-- DATA SECTION --
== Segment start ==

PR #52, opened 2016-05-05
Add Sample

dblenkus:


resolwe_bio/__init__.py
```diff
@@ -0,0 +1 @@
+default_app_config = 'apps.BaseConfig'  # pylint: disable=invalid-name
```
dblenkus: @kostko: Is this the right path or should it be `resolwe-bio.apps.BaseConfig`?

kostko: No, it should be `resolwe_bio.apps.BaseConfig`.

tjanez:
Please, rebase and add a CHANGELOG entry

resolwe_bio/signals.py
```diff
@@ -0,0 +1,47 @@
...
+
+from guardian import shortcuts
+
+from resolwe.flow.models import Data, DescriptorSchema, iterate_schema
+from .models import Sample
+
+
+@receiver(post_save, sender=Data)
+def add_post_save_handler(sender, instance, **kwargs):
+    if kwargs['created'] and instance.process.flow_collection:
```
mstajdohar: In the future we should replace this parameter with a more general group of parameters for Resolwe extensions. For example, `instance.process.ext.bio.sample`.

mstajdohar:
LGTM, @dblenkus please accept.

PR #58, opened 2016-05-13
API endpoint for adding Samples to Collections

dblenkus:


mstajdohar:
@nkran, did you test it in practice, does it work?

mstajdohar:
LGTM

PR #59, opened 2016-05-13
Change default PostgreSQL port to avoid a collision with Resolwe

tjanez:
Change default PostgreSQL port to 55433 to avoid a collision with
Resolwe's default PostgreSQL port. If a developer wants to use
docker-compose with each project's default configuration, this is now
possible since the projects' docker-compose settings don't interfere
anymore.


mstajdohar:
LGTM

PR #75, opened 2016-06-21
Fix 'generate_samples' django-admin command

jkokosar:


mstajdohar:
Use `string.lower`

resolwe_bio/management/commands/generate_samples.py
```diff
@@ -264,9 +271,9 @@ def create_data(self, reads_name='seq_reads', annotated=False, rseed=None):
             sample.descriptor = self.generate_sample_desciptor(d.name)
             sample.presample = False
             sample.save()
-            print "Created sample: {} (id={})".format(sample.name, sample.id)
+            self.stdout.write("Created sample: {} (id={})".format(sample.name, sample.id))
```
mstajdohar: Why did you change?

mstajdohar: You could include `from __future__ import absolute_import, division, print_function, unicode_literals` in the first line and then just use print(...) for Py2 and Py3. Even better would be to use `logger.info`. See and [example of logger usage here](https://github.com/genialis/resolwe/blob/a7a6b1eb22d61dfc385735f997dcaa920676e1f4/resolwe/flow/executors/__init__.py). Domen can tell you more about logger and logging.

mstajdohar:
Should we setup test coverage on codecov.io?

resolwe_bio/management/commands/generate_samples.py
jkokosar: Changed by following Django docs. Output can now be tested and compared by call_command() stringIO redirection.

mstajdohar: I suggest you change this to `logger.info` and check directly in the DB. For instance, you can check if 1 sample was added to the Sample model after you call the command and maybe even check its name. You could check if the sample has the required data objects in the Data model as well. @dblenkus can you comment if this makes sense?

mstajdohar: Also, maybe just writing "XXX samples successfully created" would be more appropriate then a line for each sample. This gets ugly and slow when you create tens of thousands of test sample data. Test it and decide.

mstajdohar: If you use `logger.info` or even `logger.debug` this might not be necessary because it is relatively easy to suppress the output.

docs/CHANGELOG.rst
```diff
@@ -43,6 +43,7 @@ Added
 * Add docker-compose command for PostgreSQL
 * API endpoint for adding ``Samples`` to ``Collections``
 * HISAT2 aligner
+* Test for ``generate_samples`` django-management command
```
tjanez: Change "django-management" to "django-admin" to be consistent with the previous change log entry.

tjanez:
@jkokosar, please improve the commit message. Try to avoid:
- too general statements like "Fix generate samples" or "Add test"
- putting multiple things in the commit message summary (i.e. the first line) separated by ";"
- using rST formatting for the changelog (if you need to put something in quotes, just use single quotes "'")

resolwe_bio/management/commands/generate_samples.py
```diff
@@ -158,23 +164,16 @@ def create_data(self, reads_name='seq_reads', annotated=False, rseed=None):
...
         started = timezone.now()
         d = Data.objects.create(
+            slug='gs-reads',
             name=self.set_name(),
             started=started,
             finished=started + datetime.timedelta(minutes=45),
             descriptor_schema=DescriptorSchema.objects.get(slug='reads'),
             descriptor=self.generate_reads_descriptor(),
-            status='OK',
+            status='PR',
```
dblenkus: Use `Data.STATUS_PROCESSING` instead of `PR`

resolwe_bio/management/commands/generate_samples.py
```diff
@@ -227,7 +241,9 @@ def create_data(self, reads_name='seq_reads', annotated=False, rseed=None):
             name='Expression',
             process=Process.objects.get(slug='upload-expression'),
             contributor=self.set_user(),
-            status='OK',
+            started=started,
+            finished=started + datetime.timedelta(minutes=60),
+            status='PR',
```
dblenkus: `Data.STATUS_PROCESSING`

resolwe_bio/management/commands/generate_samples.py
```diff
@@ -249,7 +265,7 @@ def create_data(self, reads_name='seq_reads', annotated=False, rseed=None):
                 'exp_type': 'FPKM',
                 'exp_json': json_object.id
         }
-
+        exp.status='OK'
```
dblenkus: `Data.STATUS_DONE`

resolwe_bio/tests/unit/test_generate_samples.py
```diff
@@ -0,0 +1,23 @@
+# pylint: disable=missing-docstring
+from django.core.management import call_command
+from django.utils.six import StringIO
```
dblenkus: Remove unused imports

jkokosar:
@dblenkus Fixed as suggested!

resolwe_bio/management/commands/generate_samples.py
```diff
@@ -191,6 +190,15 @@ def create_data(self, reads_name='seq_reads', annotated=False, rseed=None):
         new_fastqc_path = os.path.join(data_dir, str(d.id), 'fastqc', reads_name + '_fastqc.html')
         shutil.copy(old_fastqc_path, new_fastqc_path)
 
+        d.output={
+                'fastq': [{'file': os.path.basename(reads)}],
+                'fastqc_url': [{
+                    'url': 'fastqc/{}_fastqc/fastqc_report.html'.format(reads_name),
+                    'refs': ['fastqc/{}_fastqc'.format(reads_name)], 'name': 'View'}],
+                'fastqc_archive': [{'file': '{}_fastqc.zip'.format(reads_name)}]}
+        d.STATUS_DONE
```
dblenkus: You have to assign this value: `d.status = Data.STATUS_DONE`

resolwe_bio/management/commands/generate_samples.py
```diff
@@ -201,20 +209,26 @@ def create_data(self, reads_name='seq_reads', annotated=False, rseed=None):
...
+                'src2': {'file': 'alignment_position_sorted.bam.bai'}})
 
         os.mkdir(os.path.join(data_dir, str(bam.id)))
         shutil.copy(bam_mapping, os.path.join(data_dir, str(bam.id)))
         shutil.copy(bai, os.path.join(data_dir, str(bam.id)))
 
+        bam.output={
+                'bam': {'file': 'alignment_position_sorted.bam'},
+                'bai': {'file': 'alignment_position_sorted.bam.bai'}}
+        bam.STATUS_DONE
```
dblenkus: Same here

resolwe_bio/management/commands/generate_samples.py
```diff
@@ -249,7 +265,7 @@ def create_data(self, reads_name='seq_reads', annotated=False, rseed=None):
                 'exp_type': 'FPKM',
                 'exp_json': json_object.id
         }
-
+        exp.STATUS_DONE
```
dblenkus: and here

dblenkus:
LGTM, @jkokosar please rebase to master

dblenkus:
Rebased and merged

PR #77, opened 2016-06-23
Add require: false for genome index files inputs

jkokosar:


jkokosar:
Closed in favour of https://github.com/genialis/resolwe-bio/pull/81

PR #78, opened 2016-06-27
Fix adding Samples to Collections

dblenkus:


resolwe_bio/views.py
```diff
@@ -38,48 +38,53 @@ class SampleViewSet(CollectionViewSet):
...
-                    raise exceptions.PermissionDenied()
-                else:
-                    raise exceptions.NotFound()
+            self._check_collection_permissions(collection_id, request.user)
 
         for collection_id in request.data['ids']:
             sample.collections.remove(collection_id)
 
+            collection = Collection.objects.get(pk=collection_id)
+            for data in sample.data.all():
```
mstajdohar: This calls an SQL remove statement for each data obj. How about this?
```
collection.data.remove(*sample.data.all())
```

PR #79, opened 2016-06-27
Improve packaging

tjanez:
- Include all necessary files for running the tests in the source distribution.
- Exclude tests from built/installed version of the package.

== Segment end ==

-- WHAT YOU ARE ASKED TO DO --
Only the lines from the start of the listing through the line with "Please, rebase and add a CHANGELOG entry" should be repeated, each exactly as it stands.

-- EXPECTED ANSWER --
PR #52, opened 2016-05-05
Add Sample

dblenkus:


resolwe_bio/__init__.py
```diff
@@ -0,0 +1 @@
+default_app_config = 'apps.BaseConfig'  # pylint: disable=invalid-name
```
dblenkus: @kostko: Is this the right path or should it be `resolwe-bio.apps.BaseConfig`?

kostko: No, it should be `resolwe_bio.apps.BaseConfig`.

tjanez:
Please, rebase and add a CHANGELOG entry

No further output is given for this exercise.